Vallen mengerti bahasa manusia namun ia enggan berbicara, dia hanya mengangkat tangan lalu menunjukkan sebuah nama di lengannya.
"Vallen, Vallen orang tua mu dimana?" Tanya vira.
Vallen mengangkat bahu seolah-olah dia hanya sedang melakukan tanya jawab.
"Siapa Tuhan mu?" Tanya Vira sedikit ragu melihat penampilan Vallen seperti bukan gadis biasa.
Vallen melihat sekeliling, kakinya melangkah mencari sesuatu untuk menjawab pertanyaan dari Vira. Vallen menunjuk sebuah Al Qur'an diatas meja, sebenarnya Vallen sendiri tidak tahu jawaban untuk pertanyaan yang satu ini karena dia tidak pernah mendapat pertanyaan seperti itu.
Huuhh
Vira menghembuskan nafas lega, apa yang ia takutkan tidak terjadi. Mereka sama tapi disisi lain Vano tidak akan pernah yakin dengan jawaban Vallen.
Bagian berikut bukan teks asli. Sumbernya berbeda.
PR #1283, opened 2026-01-27
Fix Node Deletion

genematx:
This applies changes to the `catalog.adapter.CatalogNodeAdapter` class along with modifications to the database that fix degraded performance of node deletion. With these changes, on large catalogs (e.g. NSLS2 prod catalog with >20M nodes), the time to delete a Bluesky run node drops from approx. 2.5 mins to several ms.

The following reasons for the slow deletion have been identified and fixed:
1. Unnecessary deletion triggers on the `nodes_closure` table configured in one of the past alembic migrations (but not in ORM) -- explicitly removed in the new migration script.
2. Suboptimal queries generated by sqlalchemy to exclude referenced Assets -- rewritten in pure SQL for Postgres, restructured for SQLite.
3. Missing indices that would have supported anti-joins for the above queries -- added.
4. Redundant indices in several tables that mirror primary keys -- removed, although this likely has minor if any effect on the performance.

### Checklist
- [x] Add a Changelog entry

### DIFF
--- a/.devcontainer/devcontainer.json
+++ b/.devcontainer/devcontainer.json
@@ -5,7 +5,7 @@
 		"dockerfile": "../Containerfile",
 		"target": "developer",
 		"args": {
-			"PYTHON_VERSION": "3.9"
+			"PYTHON_VERSION": "3.10"
 		}
 	},
 	"containerEnv": {
--- a/.github/workflows/ci.yml
+++ b/.github/workflows/ci.yml
@@ -26,7 +26,6 @@ jobs:
     strategy:
       matrix:
         python-version:
-          - "3.9"
           - "3.10"
           - "3.11"
           - "3.12"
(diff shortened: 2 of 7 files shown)


ZohebShaikh:
The performance improved looks really impressive.

I think tiled is maturating quite a bit are there plans to add regression tests for performance ? Might help to flag problems early on / discover problems.
There are 2 popular libraries [fastapi](https://github.com/pydantic/pydantic/blob/main/tests/benchmarks/test_fastapi_startup_simple.py) and [pydantic](https://github.com/pydantic/pydantic/blob/main/tests/benchmarks/test_fastapi_startup_simple.py) which use codespeed for performance regression. Example of what a [CI](https://github.com/pydantic/pydantic/runs/35660193667) run it does show quite a lot of details.

danielballan:
Good idea! In the scipy space, [asv](https://github.com/airspeed-velocity/asv) has been a popular choice for this. There are nascent [asv benchmarks in tiled](https://github.com/bluesky/tiled/tree/main/benchmarks) but they need some love.

I'm open to swtiching frameworks, though.

PR #1285, opened 2026-01-30
Require setting explicit scopes to use access-tag restricted apikeys

nmaytan:
When creating an API key which is restricted to a list of access tags, we previously only disallowed asking for the API key to have the designated "admin" scope. This is because those with "admin" scope bypass tag restrictions in `TagBasedAccessPolicy`. It doesn't make sense to request a key that has admin powers, but then restrict its access.

However, when an API key is created without specifying any scopes explicitly, the scopes section defaults to `inherit` - which means the key assumes all scopes that the user has.

This implicitly allowed an API key to be generated, with access tag restrictions, that ultimately bypassed said restritions due to inherited admin powers.

This behavior was expected when originally implemented, but we now recognize that this is too unexpected and confusing. Therefore, we no longer allow creating a tag-restricted API key with the `inherit` scope set on that API key. Instead, the specific scopes needed for that key should be requested.

### Checklist
- [x] Add a Changelog entry

### DIFF
--- a/CHANGELOG.md
+++ b/CHANGELOG.md
@@ -16,6 +16,7 @@ Write the date in place of the "Unreleased" in the case a new version is release
   `FileSequenceAdapter`) are reshaped by default to match the shape declared in the
   associated structure, where possible.
 - Removed support for Python 3.9, which reached its end of life in October 2025.
+- When creating an access-tag restricted API key, the `inherit` scope is no longer valid to request. Instead, the specific scopes desired for the key should be requested.
 
 ## v0.2.3 (2025-12-17)
 


nmaytan:
No scopes supplied:
```
ClientError: 403: Requested scopes ['inherit'] contain scopes {'inherit'}, which cannot be combined with access tag restrictions. http://localhost:8000/api/v1/auth/apikey`
```

"Admin scope" supplied:
```
ClientError: 403: Requested scopes ['admin:apikeys'] contain scopes {'admin:apikeys'}, which cannot be combined with access tag restrictions. http://localhost:8000/api/v1/auth/apikey
```

"Inherit" scope explicitly entered:
```
ClientError: 403: Requested scopes ['inherit'] contain scopes {'inherit'}, which cannot be combined with access tag restrictions. http://localhost:8000/api/v1/auth/apikey
```

"Admin scope" supplied with "inherit" scope explicitly entered:
```
ClientError: 403: Requested scopes ['inherit', 'admin:apikeys'] contain scopes {'inherit', 'admin:apikeys'}, which cannot be combined with access tag restrictions. http://localhost:8000/api/v1/auth/apikey
```

Proper scopes supplied:
```
In [18]: t.context.create_api_key(scopes=["read:metadata", "read:data"], access_tags=["alice_tag"])
Out[18]:
{'first_eight': 'f7e1078d',
 'expiration_time': None,
 'note': None,
 'scopes': ['read:metadata', 'read:data'],
 'access_tags': ['alice_tag'],
 'latest_activity': None,
 'secret': '<redacted>'}
```

PR #1339, opened 2026-04-13
Serialization and Streaming of Table Updates

genematx:
This addresses a couple of minor issues with the WebSockets interface:

1. Ensures that `websocket.send_text` receives string (not bytes, as returned by `safe_json_dump`);
2. Extends streaming capabilities to `table-data` with the `json` envelope format.

### Checklist
- [x] Add a Changelog entry

### DIFF
--- a/tiled/server/core.py
+++ b/tiled/server/core.py
@@ -142,13 +142,13 @@ def pagination_links(base_url, route, path_parts, offset, limit, length_hint):
             }
         )
     if offset + limit < length_hint:
-        links["next"] = (
-            f"{base_url}{route}/{path_str}?page[offset]={offset + limit}&page[limit]={limit}"
-        )
+        links[
+            "next"
+        ] = f"{base_url}{route}/{path_str}?page[offset]={offset + limit}&page[limit]={limit}"
     if offset > 0:
-        links["prev"] = (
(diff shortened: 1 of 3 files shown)


tiled/server/core.py
```diff
@@ -769,28 +769,39 @@ async def stream_json(
...
+                            structure.data_type.to_numpy_dtype(),
+                            metadata.get("shape"),
+                        )
                 metadata["payload"] = payload_decoded
+            # Convert non-serializable schema objects (e.g. pyarrow.Schema)
+            # to their string representation for JSON transport.
+            if "arrow_schema" in metadata:
+                metadata["arrow_schema"] = str(metadata["arrow_schema"])
             data = safe_json_dump(metadata)
-            await websocket.send_text(data)
```
danielballan, line 793: Some say that encoded JSON, being an interchange format, should be handled as bytes. This is why `orjson` and `safe_json_dump` return bytes. Should we use `send_binary`?

Doesn't matter, just an academic question.

danielballan (commented):
Nice, thanks. Is it easy enough to slap a test on that would have failed without this fix?

tiled/server/core.py
genematx: good point. I don't know... I suppose if a client wanted an encoded message, it would ask for msgpack, but then we also send encoded JSON in the usual http packets.

danielballan (approved):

"Apa yang kau tunggu? Masih tidak ingin bertanggung jawab?" Tanya Vira mengalihkan pandangannya pada Vano.
"Umi bisa tinggalkan aku sebentar? Vano janji tidak akan menyentuh ataupun menatap nya tidak akan" ucap Vano memegang tangan Vira.
"Cih kau pikir setelah umi melihat kejadian itu umi akan percaya"
"VANO AKAN BERTANGGUNG JAWAB PENUH UMI" ucap Vano memberikan penekanan pada setiap perkataan nya.
"Bagus!" Vira menarik suaminya keluar dari kamar membiarkan Vano berbicara sebentar dengan Vallen.
"Awasi gadis ini, ada yang tidak beres dari wajahnya!" Bisik Vino disaat melewati Vano.
Setelah orangtuanya keluar Vano duduk di atas ranjang menopang wajah dengan tangan yang dipangku oleh lututnya.
"Aku tidak ingin bercanda Vallen, katakan siapa dirimu dan pergi dari sini, aku tidak akan mengganggumu pergilah jalankan aksimu sebagai ketua mafia dan aku tidak akan menangkap mu" ucap Vano frustasi.
"Berani kau mendekati ku nyawamu habis dengan pistol ini!!" Ancam Vano padahal dia tidak akan pernah melakukan itu pada siapapun.
Vallen menggelengkan kepala lalu duduk di atas lantai menatap Vano.